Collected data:

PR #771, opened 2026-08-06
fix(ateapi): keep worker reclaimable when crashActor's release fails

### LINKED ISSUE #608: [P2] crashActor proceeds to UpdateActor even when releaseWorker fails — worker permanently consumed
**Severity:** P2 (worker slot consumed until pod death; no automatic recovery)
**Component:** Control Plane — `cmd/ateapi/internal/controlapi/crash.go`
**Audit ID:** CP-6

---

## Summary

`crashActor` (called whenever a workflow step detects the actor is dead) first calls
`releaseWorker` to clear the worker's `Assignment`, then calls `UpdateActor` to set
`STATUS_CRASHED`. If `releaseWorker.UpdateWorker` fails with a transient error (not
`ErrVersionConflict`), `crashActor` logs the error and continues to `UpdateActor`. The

* * *

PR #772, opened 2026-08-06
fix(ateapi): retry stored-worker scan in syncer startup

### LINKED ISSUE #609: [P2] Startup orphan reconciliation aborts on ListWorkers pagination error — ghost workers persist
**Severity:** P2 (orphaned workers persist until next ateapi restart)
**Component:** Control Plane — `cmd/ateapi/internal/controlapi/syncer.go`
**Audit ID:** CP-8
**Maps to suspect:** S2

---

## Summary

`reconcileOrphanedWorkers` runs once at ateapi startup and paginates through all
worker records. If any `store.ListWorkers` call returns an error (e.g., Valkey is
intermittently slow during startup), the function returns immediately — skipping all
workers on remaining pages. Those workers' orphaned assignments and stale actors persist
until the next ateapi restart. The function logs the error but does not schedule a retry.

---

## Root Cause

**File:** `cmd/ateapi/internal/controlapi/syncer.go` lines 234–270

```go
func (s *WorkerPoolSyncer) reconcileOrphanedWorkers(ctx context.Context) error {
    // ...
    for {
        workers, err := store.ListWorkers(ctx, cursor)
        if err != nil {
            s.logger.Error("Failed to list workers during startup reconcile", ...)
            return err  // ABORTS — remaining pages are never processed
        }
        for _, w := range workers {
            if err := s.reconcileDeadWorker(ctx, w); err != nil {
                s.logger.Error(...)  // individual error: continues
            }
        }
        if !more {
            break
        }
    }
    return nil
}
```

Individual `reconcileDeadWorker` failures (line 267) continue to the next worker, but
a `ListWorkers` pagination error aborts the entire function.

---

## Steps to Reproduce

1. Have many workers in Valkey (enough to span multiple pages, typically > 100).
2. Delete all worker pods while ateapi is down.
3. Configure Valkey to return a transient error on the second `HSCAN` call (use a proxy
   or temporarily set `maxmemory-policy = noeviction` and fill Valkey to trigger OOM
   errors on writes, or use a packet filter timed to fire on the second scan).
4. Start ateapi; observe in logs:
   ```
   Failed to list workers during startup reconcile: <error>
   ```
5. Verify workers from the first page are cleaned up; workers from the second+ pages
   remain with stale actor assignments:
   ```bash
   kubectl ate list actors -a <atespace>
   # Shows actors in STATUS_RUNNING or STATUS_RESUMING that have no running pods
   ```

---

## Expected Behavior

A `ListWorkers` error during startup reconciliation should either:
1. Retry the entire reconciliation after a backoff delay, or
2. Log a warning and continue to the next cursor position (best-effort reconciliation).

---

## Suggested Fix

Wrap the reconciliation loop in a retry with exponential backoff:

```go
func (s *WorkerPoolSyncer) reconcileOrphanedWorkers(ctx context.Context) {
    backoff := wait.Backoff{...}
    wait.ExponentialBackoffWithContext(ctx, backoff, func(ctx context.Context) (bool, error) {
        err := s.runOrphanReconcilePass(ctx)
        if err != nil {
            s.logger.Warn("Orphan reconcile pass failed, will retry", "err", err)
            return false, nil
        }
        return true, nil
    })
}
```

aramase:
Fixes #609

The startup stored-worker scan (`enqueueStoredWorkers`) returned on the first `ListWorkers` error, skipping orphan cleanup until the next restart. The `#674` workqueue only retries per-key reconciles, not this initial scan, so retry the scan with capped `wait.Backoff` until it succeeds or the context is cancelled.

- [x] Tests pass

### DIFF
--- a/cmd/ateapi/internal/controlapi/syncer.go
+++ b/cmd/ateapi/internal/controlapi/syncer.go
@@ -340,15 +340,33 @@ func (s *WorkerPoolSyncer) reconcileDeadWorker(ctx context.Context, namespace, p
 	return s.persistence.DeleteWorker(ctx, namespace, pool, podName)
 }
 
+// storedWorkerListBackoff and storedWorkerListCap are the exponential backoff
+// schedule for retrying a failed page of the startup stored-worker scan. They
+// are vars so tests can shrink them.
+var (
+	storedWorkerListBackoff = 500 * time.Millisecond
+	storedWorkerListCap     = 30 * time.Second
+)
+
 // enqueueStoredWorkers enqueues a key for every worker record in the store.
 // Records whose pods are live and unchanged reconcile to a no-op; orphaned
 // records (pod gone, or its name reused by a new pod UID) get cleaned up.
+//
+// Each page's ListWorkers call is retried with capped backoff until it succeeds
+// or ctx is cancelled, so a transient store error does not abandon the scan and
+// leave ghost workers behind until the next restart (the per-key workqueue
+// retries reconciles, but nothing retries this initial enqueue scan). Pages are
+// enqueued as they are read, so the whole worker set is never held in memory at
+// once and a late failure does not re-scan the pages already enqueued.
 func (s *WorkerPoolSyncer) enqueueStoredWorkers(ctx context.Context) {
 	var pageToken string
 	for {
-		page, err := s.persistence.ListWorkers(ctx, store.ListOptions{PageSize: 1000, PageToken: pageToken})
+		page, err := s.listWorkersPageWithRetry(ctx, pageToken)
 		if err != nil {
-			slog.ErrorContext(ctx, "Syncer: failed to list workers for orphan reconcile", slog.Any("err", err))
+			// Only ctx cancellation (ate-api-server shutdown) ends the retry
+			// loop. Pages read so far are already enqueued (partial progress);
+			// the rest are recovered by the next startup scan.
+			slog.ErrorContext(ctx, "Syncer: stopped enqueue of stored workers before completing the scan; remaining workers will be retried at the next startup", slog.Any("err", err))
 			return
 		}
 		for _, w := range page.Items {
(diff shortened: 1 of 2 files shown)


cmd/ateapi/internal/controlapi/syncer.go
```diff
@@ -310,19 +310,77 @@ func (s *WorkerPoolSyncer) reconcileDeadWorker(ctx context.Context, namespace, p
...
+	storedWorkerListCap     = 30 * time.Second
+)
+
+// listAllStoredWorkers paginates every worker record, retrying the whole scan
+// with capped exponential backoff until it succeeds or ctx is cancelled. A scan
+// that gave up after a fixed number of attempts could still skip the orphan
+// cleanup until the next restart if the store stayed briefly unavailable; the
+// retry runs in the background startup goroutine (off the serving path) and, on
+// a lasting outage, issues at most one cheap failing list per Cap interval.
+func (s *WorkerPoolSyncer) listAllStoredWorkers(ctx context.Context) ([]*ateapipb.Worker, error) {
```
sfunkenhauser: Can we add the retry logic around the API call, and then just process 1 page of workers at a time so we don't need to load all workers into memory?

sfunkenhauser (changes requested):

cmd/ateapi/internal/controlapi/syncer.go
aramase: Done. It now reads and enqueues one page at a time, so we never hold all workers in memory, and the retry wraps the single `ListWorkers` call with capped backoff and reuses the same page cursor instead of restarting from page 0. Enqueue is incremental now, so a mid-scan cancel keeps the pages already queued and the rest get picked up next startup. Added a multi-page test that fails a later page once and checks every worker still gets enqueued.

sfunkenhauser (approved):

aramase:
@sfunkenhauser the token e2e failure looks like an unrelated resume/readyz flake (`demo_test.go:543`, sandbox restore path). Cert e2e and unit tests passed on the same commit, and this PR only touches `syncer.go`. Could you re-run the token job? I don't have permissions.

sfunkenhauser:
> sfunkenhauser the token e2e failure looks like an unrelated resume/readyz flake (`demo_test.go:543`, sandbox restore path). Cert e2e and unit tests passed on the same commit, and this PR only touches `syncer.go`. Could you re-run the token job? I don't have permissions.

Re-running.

→ **GOAL OF THE EXERCISE**:
Search the entries for lines with the string "ErrorContext", then report their number alone.

→ **SOLUTION FOR THIS PROBLEM**:
2